David Bradley alerted me to Chemspider, an engine which scrapes the web for information on chemical compound information and calculates properties. I blogged yesterday about what it did for sodium chloride.
I am slightly sorry to do this as I have had some acquaintance with the people involved, but I cannot let garbage science go uncommented. That is what peer-review is about. And it can be painful.
Fom the Chemspider website:
ACD/Labs Software Integrated into ChemSpider Service
Partnership brings predicted logP property values and systematic nomenclature identifiers to over 10 million chemical structures online, to support ChemZoo’s vision of creating a chemical community.
RALEIGH, North Carolina, and TORONTO, Canada, April 10, 2007—ChemZoo and Advanced Chemistry Development, Inc., (ACD/Labs) announced a collaboration that will allow integration of a number of ACD/Labs software tools to the ChemSpider service, a new online chemistry database and property prediction service provider. ACD/Labs properties will be generated and published for over 10 million chemical structures using some components of the ACD/Labs PhysChem and Nomenclature software suites.

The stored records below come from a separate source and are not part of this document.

Issue #1402, opened 2016-10-17
Can't get to conversation settings for some contacts


michaelkirk:
- Enter conversation
- Tap on conversation title

_Expected behavior:_ push to conversation settings screen.

_Actual behavior:_ nothing happens.

This seems to only affect certain conversation threads.

2-4601:
Haven't seen/used Signal iOS for months but could this be related to #788?

michaelkirk:
Thanks for your eternal vigilance. =)

I wouldn’t be surprised if it *is* related as I re-purposed the existing gesture recognition code.

MarcoZehe:
Note that double-tapping on the conversation header with VoiceOver on, which simulates a normal tap gesture, never opens the conversation settings in any conversation for VoiceOver users. Might be related to this.

riyapenn:
Current work around for users is to remove the last name of the contact.

1. Go to contact's entry in iPhone contact's list
2. Edit entry to remove the last name of this contact
3. Save the change
4. Open Signal
5. Select existing conversation thread or create new conversation thread with contact
6. Tap on contact name

riyapenn:
Log for user where this was an issue and then resolved by editing (adding) the last name where only first name and company existed prior to resolving: https://gist.github.com/ddbcbaf15ba1578a6db3cd574a3c3df4

charlesmchen:
Hopefully this is fixed by https://github.com/WhisperSystems/Signal-iOS/pull/1773 which will be available in our next release.

Issue #788, opened 2015-05-22
Tap & tap-and-hold on contact's name occasionally not working


2-4601:
I have tried the fingerprint verification screen on three of my friends' iPhones: 4S, 5 and 5S.
4S and 5S work as expected but for some reason on the **iPhone 5** the screen does not show up.
More specifically when in a conversation and I:
- tap the the contact's name the phone number does not show up
- tap and hold the contact's name the fingerprint screen does not show up

In both cases basically nothing happens. The name does not react to any touches.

From what I can see the spider scrapes information and passes it to the Zoo. The Zoo is filled with monkeys. (The same monkeys who are trying to write Shakespeare by hitting typewriter keys at random). The monkeys seem to be using ACD Lab software to calculate properties. ACD software has been around for several years and I suppose it gets some answers right but it doesn’t do very well on calcium carbonate. Here’s the entry:
0953 Chemical Structure CCaO3 Molecular Weight 62.02 logP -0.809 hydrogen bond donors 2
Well, they got the chemical formula right. Calcium carbonate is marble, limestone, chalk. It’s hard and doesn’t dissolve in water. You calculate its molecular weight as follows:
Ca=40 + C=12 + 3 (O=16)
and your child will tell you that it comes to 100. (I’ve missed the decimal point). The monkeys only get to 62 before they give up. I have no idea how they get this. The monkeys also tell us how many hydrogen atoms can be used to bind to other molecules. I can’t see any hydrogen atoms, nor can you but the monkeys found 2.
Why am I so angry about this? Because NIST and NMRShiftDB and Joe Townsend and Nick Day work very hard at calculating molecular properties. Volker Thome in our lab has spent years calculating the properties of calcite. They are trying to show that data quality matters. The ChemZoo monkeys are destroying the value of chemical data.
There are ways of calculating molecular properties properly – it’s hard work, takes care and only applies to certain compounds. It’s hard measuring the properties – that’s what NIST does. If the spider extracted the data from NIST without their permission then it has broken copyright. And I hope NIST gets them to remove the data. It’s harder with NMRShiftDB – as a Blue Obelisk member we make our data Open for any reasonable re-use.
But giving it to the ChemMonkeys is not reasonable. The zoo should close.